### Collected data
Issue #308, opened 2022-08-24
Add pretrained checkpoints for multilingual and Chinese BERT


mattdangerw:
As a follow on to https://github.com/keras-team/keras-nlp/issues/297, we should add pretrained checkpoints for multilingual and Chinese language BERT weights.

The original BERT [readme](https://github.com/google-research/bert) has info on these variants

This is currently blocked on supporting cjk for our WordPieceTokenzier https://github.com/keras-team/keras-nlp/issues/307

mattdangerw:
Links to the checkpoints:

https://storage.googleapis.com/tf_model_garden/nlp/bert/v3/chinese_L-12_H-768_A-12.tar.gz
https://storage.googleapis.com/tf_model_garden/nlp/bert/v3/multi_cased_L-12_H-768_A-12.tar.gz

abheesht17:
Would like to take this up!

PR #319, opened 2022-08-27
`bert_base_zh`, `bert_base_multi_cased`: Add BERT Base Variants

abheesht17:
Resolves https://github.com/keras-team/keras-nlp/issues/308

Converted model weights and vocab have been uploaded here: https://drive.google.com/drive/folders/19APUi7fobORdQjoe8YDyk8ou0x_L6hWu?usp=sharing.

Edit: Merging https://github.com/keras-team/keras-nlp/pull/320 with this PR. Might cause conflicts while merging with `master`, otherwise.

### DIFF
--- a/tools/checkpoint_conversion/bert_base_multi_cased.ipynb
+++ b/tools/checkpoint_conversion/bert_base_multi_cased.ipynb
@@ -6,7 +6,7 @@
         "id": "view-in-github"
       },
       "source": [
-        "<a href=\"https://github.com/abheesht17/keras-nlp/blob/bert_base_multi_cased/tools/checkpoint_conversion/bert_base_multi_cased.ipynb\" target=\"_parent\"><img src=\"https://colab.research.google.com/assets/colab-badge.svg\" alt=\"Open In Colab\"/></a>"
+        "<a href=\"https://github.com/abheesht17/keras-nlp/blob/bert-base-chinese/tools/checkpoint_conversion/bert_base_multi_cased.ipynb\" target=\"_parent\"><img src=\"https://colab.research.google.com/assets/colab-badge.svg\" alt=\"Open In Colab\"/></a>"
       ]
     },
     {
@@ -30,8 +30,8 @@
       },
       "outputs": [
         {
-          "output_type": "stream",
           "name": "stdout",
+          "output_type": "stream",
           "text": [
             "\u001b[K     |████████████████████████████████| 511.7 MB 6.6 kB/s \n",
             "\u001b[K     |████████████████████████████████| 2.1 MB 50.4 MB/s \n",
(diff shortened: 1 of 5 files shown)


mattdangerw:
@abheesht17 I think we would want to avoid the add_pooling_layer parameter if possible.

One thing we could check is the bert checkpoints on the original bert repo. Could you see if those include the pooling layer?

https://github.com/google-research/bert

abheesht17:
> @abheesht17 I think we would want to avoid the add_pooling_layer parameter if possible.
> 
> One thing we could check is the bert checkpoints on the original bert repo. Could you see if those include the pooling layer?
> 
> https://github.com/google-research/bert

My bad. The pooling layers are present in this ckpt after all: https://storage.googleapis.com/tf_model_garden/nlp/bert/v3/multi_cased_L-12_H-768_A-12.tar.gz. Missed them earlier

tools/checkpoint_conversion/bert_base_multi_cased.ipynb
```diff
@@ -0,0 +1,994 @@
...
+        "    )\n",
+        "    model.get_layer(f\"transformer_layer_{i}\")._feedforward_layernorm.gamma.assign(\n",
+        "        weights[f\"encoder/layer_with_weights-{i + 4}/_output_layer_norm/gamma/.ATTRIBUTES/VARIABLE_VALUE\"]\n",
+        "    )\n",
+        "    model.get_layer(f\"transformer_layer_{i}\")._feedforward_layernorm.beta.assign(\n",
+        "        weights[f\"encoder/layer_with_weights-{i + 4}/_output_layer_norm/beta/.ATTRIBUTES/VARIABLE_VALUE\"]\n",
+        "    )\n",
+        "\n",
+        "model.get_layer(\"pooled_dense\").kernel.assign(\n",
+        "    weights[f\"encoder/layer_with_weights-{i + 5}/kernel/.ATTRIBUTES/VARIABLE_VALUE\"]\n",
```
mattdangerw, line 589: This is using a variable (i) that is not out of scope. Can't you just do num_layers + X?

Same comment for other colab.

mattdangerw (changes requested):
This looks good! We recently renamed the inputs to the models, could you make the changes in your colab to match?
https://github.com/keras-team/keras-nlp/pull/327

I think we are fine with the weights we have now (as the variable names do not depend on the input names), but might be good to double check the rename did not break the weights we uploaded.

abheesht17:
> This looks good! We recently renamed the inputs to the models, could you make the changes in your colab to match? #327
> 
> I think we are fine with the weights we have now (as the variable names do not depend on the input names), but might be good to double check the rename did not break the weights we uploaded.

I think I already changed the names yesterday.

### ASSIGNED TASK
Please quote nothing but the lines from the line with "Same comment for other colab." through the end of the data above, exactly as written, ends included.

### ANSWER BOX
Same comment for other colab.

mattdangerw (changes requested):
This looks good! We recently renamed the inputs to the models, could you make the changes in your colab to match?
https://github.com/keras-team/keras-nlp/pull/327

I think we are fine with the weights we have now (as the variable names do not depend on the input names), but might be good to double check the rename did not break the weights we uploaded.

abheesht17:
> This looks good! We recently renamed the inputs to the models, could you make the changes in your colab to match? #327
> 
> I think we are fine with the weights we have now (as the variable names do not depend on the input names), but might be good to double check the rename did not break the weights we uploaded.

I think I already changed the names yesterday.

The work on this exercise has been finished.